Slashdot Mirror


Digitizing Your Dead Trees?

smart2000 asks: "I'm tired of lugging around dead trees. I've just moved offices and had to move over 100 pounds of 'essential' technical books. It is clear to me that the dead tree industry is never going to supply the books I want in electronic form, so it's time to do it myself. What hardware and software should I use?"

"The Plan: Take the binding of each book and cut it off. Feed into a scanner with duplex and cut-sheet feeder. Scan as a 300 DPI jpeg with compression. Then OCR them overnight. I don't expect the OCR to be perfect, just good enough to use as a searchable index.

What are the suitable scanner choices for Linux? Any recommendations for OCR software that will write in an open format? Has anyone done this before?"

2 of 347 comments (clear)

  1. Let me get this straight... by deacon · · Score: 5, Insightful
    You are going to cut up thousands of dollars worth of your "essential" books?

    And put them into an inferior visual format you cannot read without the computer being working and on?

    And you are going to spend about 100 hours to do this.. and the original books are going to be ruined.

    All this just so you don't have to make 3 trips to move your books?

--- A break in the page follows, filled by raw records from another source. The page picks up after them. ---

PR #472, opened 2023-09-18
add test for workchain

superstar54:
This PR adds tests for the QeAppWorkChain, and also includes the plugins: `bands` and `pdos`.

The test generates the `projection` data and `bands` data, then mounts them to the QeAppWorkChain. The final result is then checked.

### DIFF
--- a/src/aiidalab_qe/app/structure/__init__.py
+++ b/src/aiidalab_qe/app/structure/__init__.py
@@ -2,7 +2,6 @@
 
 Authors: AiiDAlab team
 """
-import os
 import pathlib
 import warnings
 
@@ -29,14 +28,14 @@ structures are supported.
 
 # The Examples list of (name, file) tuple curretly passed to
 # StructureExamplesWidget.
-file_path = pathlib.Path(__file__).parent.resolve()
+file_path = pathlib.Path(__file__).parent
 Examples = [
-    ("Silicon (diamond)", os.path.join(file_path, "examples/Si.xyz")),
-    ("Silicon oxide", os.path.join(file_path, "examples/SiO2.xyz")),
-    ("Diamond", os.path.join(file_path, "examples/diamond.cif")),
-    ("Gallium arsenide", os.path.join(file_path, "examples/GaAs.xyz")),
-    ("Gold (fcc)", os.path.join(file_path, "examples/Au.cif")),
-    ("Cobalt (hcp)", os.path.join(file_path, "examples/Co.cif")),
+    ("Silicon (diamond)", file_path / "examples" / "Si.xyz"),
+    ("Silicon oxide", file_path / "examples" / "SiO2.xyz"),
+    ("Diamond", file_path / "examples" / "diamond.cif"),
+    ("Gallium arsenide", file_path / "examples" / "GaAs.xyz"),
+    ("Gold (fcc)", file_path / "examples" / "Au.cif"),
+    ("Cobalt (hcp)", file_path / "examples" / "Co.cif"),
 ]
 
 


src/aiidalab_qe/app/structure/__init__.py
```diff
@@ -25,15 +26,17 @@
...
 # The Examples list of (name, file) tuple curretly passed to
 # StructureExamplesWidget.
 Examples = [
-    ("Silicon (diamond)", "miscellaneous/structures/Si.xyz"),
-    ("Silicon oxide", "miscellaneous/structures/SiO2.xyz"),
-    ("Diamond", "miscellaneous/structures/diamond.cif"),
-    ("Gallium arsenide", "miscellaneous/structures/GaAs.xyz"),
-    ("Gold (fcc)", "miscellaneous/structures/Au.cif"),
-    ("Cobalt (hcp)", "miscellaneous/structures/Co.cif"),
+    ("Silicon (diamond)", os.path.join(file_path, "miscellaneous/structures/Si.xyz")),
```
unkcpz, line 34: Try using `pathlib.Path`?

unkcpz: BTW, why is this change needed?

tests/conftest.py
```diff
@@ -51,6 +73,91 @@ def _generate_structure_data(name="silicon"):
...
+            "magnetic_number": 0,
+            "radial_nodes": 1,
+            "position": [0.0, 0.0, 0.0],
+        }
+        orbitals = [OrbitalCls(**state_dict)]
+        # projections = np.array([[1]])
+        energy_arrays = np.array([1])
+        pdos_arrays = np.array([1])
+
+        projection_data = ProjectionData()
```
unkcpz, line 145: Here the datatype is not created from the data factory, please try to use the same way to create the data type.

tests/conftest.py
```diff
@@ -51,6 +73,91 @@ def _generate_structure_data(name="silicon"):
...
+        bands_data = generate_bands_data()
+        projection_data.set_reference_bandsdata(bands_data)
+        projection_data.set_projectiondata(
+            orbitals,
+            # list_of_projections=projections,
```
unkcpz, line 150: If it is not used, remove it.

tests/conftest.py
```diff
@@ -133,24 +240,25 @@ def _generate_upf_data(element, filename=None):
 @pytest.fixture
 def pw_code(aiida_local_code_factory):
     """Return a `Code` configured for the pw.x executable."""
+
     return aiida_local_code_factory(
-        label="pw@localhost", executable="bash", entry_point="quantumespresso.pw"
+        label="pw", executable="bash", entry_point="quantumespresso.pw"
```
unkcpz, line 245: The label is the full label, why the computer is removed?

tests_notebooks/test_qe_app.py
```diff
@@ -32,17 +32,19 @@ def test_qe_app_select_silicon_and_confirm(
...
+    try:
+        driver.find_element(By.XPATH, "//option[@value='Diamond']").click()
+        time.sleep(10)
+        element = WebDriverWait(driver, 60).until(
+            EC.element_to_be_clickable((By.XPATH, "//button[text()='Confirm']"))
+        )
+        element.click()
+    except Exception:
+        driver.find_element(By.TAG_NAME, "summary").click()
+        time.sleep(10)
```
unkcpz, line 44: Very useful! thanks!

unkcpz (changes requested):
@superstar54 thanks a lot! These are very useful tests. I only have minor requests good to me overall.

.github/workflows/ci.yml
```diff
@@ -51,11 +51,15 @@ jobs:
 
         runs-on: ubuntu-latest
         timeout-minutes: 30
+
         services:
+            postgres:
+                image: postgres:12
```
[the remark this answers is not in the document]
superstar54: Yes, you are right. Postgres is not needed here.

src/aiidalab_qe/app/structure/__init__.py
```diff
@@ -27,13 +29,14 @@
...
 # StructureExamplesWidget.
+file_path = pathlib.Path(__file__).parent.resolve()
 Examples = [
-    ("Silicon (diamond)", "miscellaneous/structures/Si.xyz"),
-    ("Silicon oxide", "miscellaneous/structures/SiO2.xyz"),
-    ("Diamond", "miscellaneous/structures/diamond.cif"),
-    ("Gallium arsenide", "miscellaneous/structures/GaAs.xyz"),
-    ("Gold (fcc)", "miscellaneous/structures/Au.cif"),
-    ("Cobalt (hcp)", "miscellaneous/structures/Co.cif"),
+    ("Silicon (diamond)", os.path.join(file_path, "examples/Si.xyz")),
```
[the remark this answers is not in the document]
superstar54: I don't know how this `/` works on a Windows machine. So I will use `os.path.join` here, which is safe for sure.

tests/conftest.py
```diff
@@ -51,6 +73,91 @@ def _generate_structure_data(name="silicon"):
...
+    """Return an ``XyData`` instance."""
+
+    def _generate_xy_data(xvals=None, yvals=None, xlabel=None, ylabel=None):
+        """Return an ``XyData`` node."""
+        from aiida.orm import XyData
+
+        xvals = xvals  # [1, 2, 3]
+        yvals = yvals  # [10, 20, 30]
+        xlabel = xlabel  # "X"
+        ylabel = ylabel  # ["dos"]
```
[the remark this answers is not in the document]
superstar54: I removed the comments and added a short description on the docstring.

tests/conftest.py
```diff
@@ -51,6 +73,91 @@ def _generate_structure_data(name="silicon"):
...
+    """Return a `BandsData` node."""
+
+    def _generate_bands_data():
+        """Return a `BandsData` instance with some basic `kpoints` and `bands` arrays."""
+        import numpy as np
+        from aiida.plugins import DataFactory
+
+        kpoints = np.array([[0.0, 0.0, 0.0]])
+        bands = np.array([[-5.64024889]])
+        BandsData = DataFactory("core.array.bands")
```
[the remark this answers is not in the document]
superstar54: Sure

tests/conftest.py
```diff
@@ -51,6 +73,91 @@ def _generate_structure_data(name="silicon"):
...
+        OrbitalCls = OrbitalFactory("core.realhydrogen")
+        state_dict = {
+            "kind_name": "C",
+            "angular_momentum": 0,
+            "magnetic_number": 0,
+            "radial_nodes": 1,
+            "position": [0.0, 0.0, 0.0],
+        }
+        orbitals = [OrbitalCls(**state_dict)]
+        # projections = np.array([[1]])
```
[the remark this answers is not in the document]
superstar54: Yes, I removed the lines.

tests/conftest.py
superstar54: Yes, I removed it.

tests/conftest.py
superstar54: The label is the code label, not the full label.

tests/conftest.py
superstar54: Sure, I used the `DataFactory` for all.

src/aiidalab_qe/app/structure/__init__.py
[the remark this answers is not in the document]
unkcpz: No, we never need to consider the windows, the AiiDAlab is supposed to run in a container, no matter whether we use aiidalab-launch or deployed somewhere else.

tests/conftest.py
unkcpz: But why `pw@localhost` was worked before? It must be somewhere else you change the corresponding code to use the label, no?

src/aiidalab_qe/app/structure/__init__.py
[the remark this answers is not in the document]
unkcpz: Meanwhile, the pathlib is also abstract for windows, it creates a path object that can easily convert to windows path later on. See https://docs.python.org/3/library/pathlib.html

tests/conftest.py
superstar54: It works even when you use `pw@localhost` as the label, but when you print out the code, it shows `pw@localhost@localhost`.

unkcpz: I see, thanks for the explanation.

src/aiidalab_qe/app/structure/__init__.py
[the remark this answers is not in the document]
superstar54: > the AiiDAlab is supposed to run in a container, no matter whether we use aiidalab-launch or deployed somewhere else.

Running in a container is a nice way, also the recommended way, to use AiiDAlab. However, since AiiDAlab is pure Python. The users can use it in a normal notebook. Especially after we define the aiidalab-qe app as an `App Class`, the user can easily import it and use it in a normal notebook as long as they have a aiida environment. 

>  the pathlib is also abstract for windows, it creates a path object that can easily convert to windows path later on. 

Unless we test it in Windows. Otherwise, and for the moment, I'd like to use `os.path`. Please open an issue to test it and update it if you prefer `pathlib` with `/`.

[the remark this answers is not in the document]
unkcpz: As I said, using os.path is not windows support but pathlib will.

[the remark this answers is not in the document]
unkcpz: > Unless we test it in Windows

To be honest, we will never do this. And I don't think we should mix using os.path and pathlib. You can change everything back to os.path, I am okay with that.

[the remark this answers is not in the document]
superstar54: Thanks! I searched for the difference. The `pathlib` is indeed a more modern method.  I changed it to use `pathlib` here.

unkcpz (approved):
Thanks for the work! @superstar54 
The chrome test failed with an error, I retrigger it and let's see if it is because of timeout.

unkcpz:
:clinking_glasses:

    Mmmkayyy.. (backs away slowly)

    Have you ever heard of a dolly?

  2. Re:Do you really need them? by Waffle+Iron · · Score: 5, Insightful
    Do they actually have time to read them? Or are they more for show?

    Back before the Web when I was a hardware designer, books were a kind of currency that engineering salespeople used to entice you to meet with them. Each chip manufacturer printed stacks and stacks of data books covering their various product lines. They'd give these to the sales reps who would cart them in on dollies to hand out to the engineers who showed up to hear their latest pitch.

    In a way, huge bookshelves with hundreds of books was a status symbol, showing that you'd been around a while and a lot of people thought it was worthwile to give you books. It was useful to have all of that info available, but few people actually used more than 1% the data that was on their shelves.

    The instant the chip companies put their chip data on the web, all of those books became totally useless. Now I'm doing software, everything is online, and I can go for weeks on end without picking up a technical book.

    I do sometimes miss the office atmosphere you get from row after row of data books neatly segregated by the corporate logos and color schemes on their spines. It had an important look to it.